* DATA PROVIDED *
PR #257, opened 2021-06-11
Exports all models at the top models level

mvadari:

Title says it all. Makes it easier to import models.

### Context of Change

v1.1

### Type of Change

## Test Plan

CI passes. I also checked the docs and made sure they didn't go wonky.

### DIFF
--- a/xrpl/models/__init__.py
+++ b/xrpl/models/__init__.py
@@ -1,14 +1,22 @@
 """Top-level exports for the models package."""
 from xrpl.models import amounts, currencies, requests, transactions
+from xrpl.models.amounts import *  # noqa: F401, F403
+from xrpl.models.currencies import *  # noqa: F401, F403
 from xrpl.models.exceptions import XRPLModelException
 from xrpl.models.path import Path, PathStep
+from xrpl.models.requests import *  # noqa: F401, F403
+from xrpl.models.transactions import *  # noqa: F401, F403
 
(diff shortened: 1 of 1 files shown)


xrpl/models/__init__.py
```diff
@@ -1,14 +1,22 @@
 """Top-level exports for the models package."""
 from xrpl.models import amounts, currencies, requests, transactions
+from xrpl.models.amounts import *  # noqa: F401, F403
+from xrpl.models.currencies import *  # noqa: F401, F403
```
ledhed2222, line 4: you don't need to do this. once you have `amounts` you can access `amounts.__all__`. as it is, this import doesn't do anything AFAICT

mvadari: That doesn't work (I just tried it to make sure) - it still needs to be available in the `__init__` file as an imported thing in order for it to be valid in its `__all__`.

ledhed2222: I tried in the console myself. Can you show what you tried? Maybe I'm missing something.

mvadari: I commented out one of the `import *` lines and then tried to import something from that directory from `xrpl.models`, and it had an `ImportError`

ledhed2222: oh i see why

ledhed2222 (approved):

PR #258, opened 2021-06-11
fix: UInt64.from_value() accepts lower case hex

natenichols:
Allow for `UInt64.from_value()` to accept lower case hex w/ length 1-16.

### Context of Change
This PR allows for parsing lower case hex strings w/ length 1-16. It does this w/ an `rjust`, which pads the string `value` w/ leading zeros until it is length 16. This allows for it to be encoded like normal.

* EXERCISE REQUIREMENTS *
Among the lines of the data, which ones contain the word "opened"? Show them.

* EXERCISE RESULT *
PR #257, opened 2021-06-11
PR #258, opened 2021-06-11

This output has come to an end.